# [DATA RECORDS]

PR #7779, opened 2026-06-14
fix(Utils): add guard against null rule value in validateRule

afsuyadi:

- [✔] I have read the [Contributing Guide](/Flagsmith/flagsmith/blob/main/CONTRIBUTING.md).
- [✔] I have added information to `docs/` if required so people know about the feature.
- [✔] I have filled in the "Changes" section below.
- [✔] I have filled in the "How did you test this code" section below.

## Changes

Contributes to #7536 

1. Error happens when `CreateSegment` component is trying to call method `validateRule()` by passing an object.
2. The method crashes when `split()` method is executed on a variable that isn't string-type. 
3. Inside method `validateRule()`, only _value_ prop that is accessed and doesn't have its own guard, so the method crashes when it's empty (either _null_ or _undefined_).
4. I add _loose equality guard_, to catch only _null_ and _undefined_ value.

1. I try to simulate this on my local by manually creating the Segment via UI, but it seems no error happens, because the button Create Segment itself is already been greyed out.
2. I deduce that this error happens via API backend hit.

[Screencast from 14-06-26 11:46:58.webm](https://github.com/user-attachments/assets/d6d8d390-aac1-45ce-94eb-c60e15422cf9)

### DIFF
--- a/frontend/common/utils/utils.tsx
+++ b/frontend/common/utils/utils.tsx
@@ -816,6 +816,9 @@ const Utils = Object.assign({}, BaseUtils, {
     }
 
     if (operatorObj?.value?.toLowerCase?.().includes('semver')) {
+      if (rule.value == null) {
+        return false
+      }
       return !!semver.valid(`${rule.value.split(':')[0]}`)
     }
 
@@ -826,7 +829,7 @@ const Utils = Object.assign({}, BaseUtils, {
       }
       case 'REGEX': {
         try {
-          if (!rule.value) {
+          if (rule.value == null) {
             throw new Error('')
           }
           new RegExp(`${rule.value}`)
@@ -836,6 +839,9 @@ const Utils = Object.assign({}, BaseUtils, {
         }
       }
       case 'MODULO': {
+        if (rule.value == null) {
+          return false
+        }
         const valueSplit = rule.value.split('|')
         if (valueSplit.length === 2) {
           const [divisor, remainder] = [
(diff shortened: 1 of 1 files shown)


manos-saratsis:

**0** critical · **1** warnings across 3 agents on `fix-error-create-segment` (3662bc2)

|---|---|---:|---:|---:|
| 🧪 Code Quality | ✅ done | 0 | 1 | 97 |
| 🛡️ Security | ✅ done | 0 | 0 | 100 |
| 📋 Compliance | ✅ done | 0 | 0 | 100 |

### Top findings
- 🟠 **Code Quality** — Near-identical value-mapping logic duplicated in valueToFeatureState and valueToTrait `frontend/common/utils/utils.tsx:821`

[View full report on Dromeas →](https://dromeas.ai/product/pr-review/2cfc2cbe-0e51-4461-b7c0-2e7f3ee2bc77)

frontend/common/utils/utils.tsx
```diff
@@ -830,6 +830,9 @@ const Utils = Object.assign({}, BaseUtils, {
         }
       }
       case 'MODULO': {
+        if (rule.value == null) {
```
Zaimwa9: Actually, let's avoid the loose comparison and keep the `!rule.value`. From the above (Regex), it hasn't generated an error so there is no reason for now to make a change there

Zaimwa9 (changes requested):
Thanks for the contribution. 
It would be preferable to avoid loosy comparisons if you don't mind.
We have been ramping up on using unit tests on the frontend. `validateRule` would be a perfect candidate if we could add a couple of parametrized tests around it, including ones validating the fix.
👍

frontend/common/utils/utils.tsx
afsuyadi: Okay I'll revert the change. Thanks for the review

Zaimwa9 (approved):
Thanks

--

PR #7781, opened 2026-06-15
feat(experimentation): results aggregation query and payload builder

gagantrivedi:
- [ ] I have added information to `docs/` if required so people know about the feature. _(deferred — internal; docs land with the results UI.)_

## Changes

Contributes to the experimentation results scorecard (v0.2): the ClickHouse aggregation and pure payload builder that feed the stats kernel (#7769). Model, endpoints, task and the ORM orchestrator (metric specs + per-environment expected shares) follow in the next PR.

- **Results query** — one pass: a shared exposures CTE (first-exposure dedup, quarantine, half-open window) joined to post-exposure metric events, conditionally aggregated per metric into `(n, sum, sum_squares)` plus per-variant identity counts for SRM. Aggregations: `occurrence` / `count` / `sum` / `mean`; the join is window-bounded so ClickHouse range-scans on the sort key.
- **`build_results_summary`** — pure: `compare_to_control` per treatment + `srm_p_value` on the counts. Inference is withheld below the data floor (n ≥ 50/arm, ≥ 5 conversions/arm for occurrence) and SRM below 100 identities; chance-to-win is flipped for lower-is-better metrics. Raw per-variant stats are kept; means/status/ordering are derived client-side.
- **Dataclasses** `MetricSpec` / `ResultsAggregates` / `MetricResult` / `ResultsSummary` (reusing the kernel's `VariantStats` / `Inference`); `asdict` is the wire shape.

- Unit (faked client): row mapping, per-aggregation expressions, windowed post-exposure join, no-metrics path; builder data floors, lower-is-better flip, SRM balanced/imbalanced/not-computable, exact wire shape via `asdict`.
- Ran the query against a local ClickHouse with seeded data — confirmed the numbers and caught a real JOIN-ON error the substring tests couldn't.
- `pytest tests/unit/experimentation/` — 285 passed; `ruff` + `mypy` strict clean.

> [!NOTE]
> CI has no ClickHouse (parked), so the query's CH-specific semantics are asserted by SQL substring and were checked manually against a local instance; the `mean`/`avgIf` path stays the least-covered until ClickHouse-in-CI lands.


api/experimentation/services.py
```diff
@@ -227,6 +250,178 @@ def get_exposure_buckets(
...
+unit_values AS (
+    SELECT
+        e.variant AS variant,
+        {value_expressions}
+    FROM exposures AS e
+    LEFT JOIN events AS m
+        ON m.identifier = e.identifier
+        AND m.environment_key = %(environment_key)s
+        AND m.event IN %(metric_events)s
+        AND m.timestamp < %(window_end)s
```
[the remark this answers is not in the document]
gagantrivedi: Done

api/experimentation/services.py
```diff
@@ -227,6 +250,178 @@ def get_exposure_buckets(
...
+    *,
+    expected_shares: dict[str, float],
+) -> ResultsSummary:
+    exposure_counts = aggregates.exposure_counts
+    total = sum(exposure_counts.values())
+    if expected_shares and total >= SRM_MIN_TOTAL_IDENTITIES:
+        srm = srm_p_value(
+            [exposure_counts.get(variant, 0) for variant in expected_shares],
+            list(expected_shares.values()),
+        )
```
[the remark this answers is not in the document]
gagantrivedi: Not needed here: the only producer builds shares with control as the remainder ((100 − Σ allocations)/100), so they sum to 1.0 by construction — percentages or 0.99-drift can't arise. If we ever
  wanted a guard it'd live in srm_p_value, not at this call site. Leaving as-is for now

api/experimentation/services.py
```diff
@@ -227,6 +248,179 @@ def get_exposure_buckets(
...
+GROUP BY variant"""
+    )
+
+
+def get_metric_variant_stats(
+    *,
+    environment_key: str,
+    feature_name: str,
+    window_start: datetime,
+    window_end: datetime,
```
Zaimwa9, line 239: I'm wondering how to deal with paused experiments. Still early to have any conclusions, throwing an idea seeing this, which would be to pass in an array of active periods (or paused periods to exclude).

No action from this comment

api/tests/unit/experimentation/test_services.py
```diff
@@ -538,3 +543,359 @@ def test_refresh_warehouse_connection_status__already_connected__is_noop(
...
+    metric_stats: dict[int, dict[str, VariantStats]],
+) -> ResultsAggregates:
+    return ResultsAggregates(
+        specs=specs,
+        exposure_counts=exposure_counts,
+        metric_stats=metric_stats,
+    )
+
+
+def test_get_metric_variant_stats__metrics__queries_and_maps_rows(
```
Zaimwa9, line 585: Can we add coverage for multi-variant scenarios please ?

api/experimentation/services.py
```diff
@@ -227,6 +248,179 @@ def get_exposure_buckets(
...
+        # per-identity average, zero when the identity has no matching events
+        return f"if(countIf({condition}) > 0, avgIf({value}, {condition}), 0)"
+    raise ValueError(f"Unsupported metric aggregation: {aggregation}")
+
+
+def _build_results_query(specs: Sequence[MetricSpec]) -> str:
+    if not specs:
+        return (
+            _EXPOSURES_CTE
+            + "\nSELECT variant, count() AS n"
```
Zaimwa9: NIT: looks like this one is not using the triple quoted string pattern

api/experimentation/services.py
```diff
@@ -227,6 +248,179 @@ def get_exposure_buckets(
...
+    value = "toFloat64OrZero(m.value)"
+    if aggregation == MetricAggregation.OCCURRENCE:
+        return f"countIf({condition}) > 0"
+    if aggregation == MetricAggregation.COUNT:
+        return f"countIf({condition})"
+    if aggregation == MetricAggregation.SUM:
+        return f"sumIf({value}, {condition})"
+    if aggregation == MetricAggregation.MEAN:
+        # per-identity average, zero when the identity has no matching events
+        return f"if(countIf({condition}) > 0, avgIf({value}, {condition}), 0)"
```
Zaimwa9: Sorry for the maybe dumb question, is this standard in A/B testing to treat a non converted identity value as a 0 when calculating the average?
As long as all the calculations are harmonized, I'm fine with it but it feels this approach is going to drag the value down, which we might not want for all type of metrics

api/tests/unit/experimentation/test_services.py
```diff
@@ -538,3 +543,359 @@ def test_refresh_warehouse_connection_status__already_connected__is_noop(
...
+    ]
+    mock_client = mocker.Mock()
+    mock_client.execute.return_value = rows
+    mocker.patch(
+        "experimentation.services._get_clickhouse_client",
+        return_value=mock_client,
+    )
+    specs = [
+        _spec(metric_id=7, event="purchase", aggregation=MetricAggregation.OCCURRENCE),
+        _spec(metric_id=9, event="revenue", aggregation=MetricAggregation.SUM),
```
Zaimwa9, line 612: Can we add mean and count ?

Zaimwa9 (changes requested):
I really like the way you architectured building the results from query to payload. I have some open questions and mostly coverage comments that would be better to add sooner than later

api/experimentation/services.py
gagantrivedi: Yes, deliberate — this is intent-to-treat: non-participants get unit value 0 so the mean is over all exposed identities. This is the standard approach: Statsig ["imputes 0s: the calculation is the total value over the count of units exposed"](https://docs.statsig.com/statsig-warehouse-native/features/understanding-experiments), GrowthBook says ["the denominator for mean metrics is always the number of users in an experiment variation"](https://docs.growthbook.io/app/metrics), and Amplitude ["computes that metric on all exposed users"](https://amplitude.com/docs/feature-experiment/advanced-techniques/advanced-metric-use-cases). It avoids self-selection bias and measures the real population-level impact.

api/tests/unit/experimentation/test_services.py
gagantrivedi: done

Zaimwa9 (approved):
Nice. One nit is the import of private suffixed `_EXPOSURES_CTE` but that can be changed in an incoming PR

--

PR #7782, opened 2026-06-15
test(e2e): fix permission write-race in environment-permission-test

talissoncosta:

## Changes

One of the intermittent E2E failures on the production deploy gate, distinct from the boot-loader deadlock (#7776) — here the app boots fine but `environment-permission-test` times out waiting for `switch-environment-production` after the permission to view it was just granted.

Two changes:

# [PROBLEM TO SOLVE]
Give back the records above exactly, limited to the lines between the one holding "3. Inside method" and the one holding "4. I add _loose", inclusive.

# [SOLUTION FOR THIS TASK]
3. Inside method `validateRule()`, only _value_ prop that is accessed and doesn't have its own guard, so the method crashes when it's empty (either _null_ or _undefined_).
4. I add _loose equality guard_, to catch only _null_ and _undefined_ value.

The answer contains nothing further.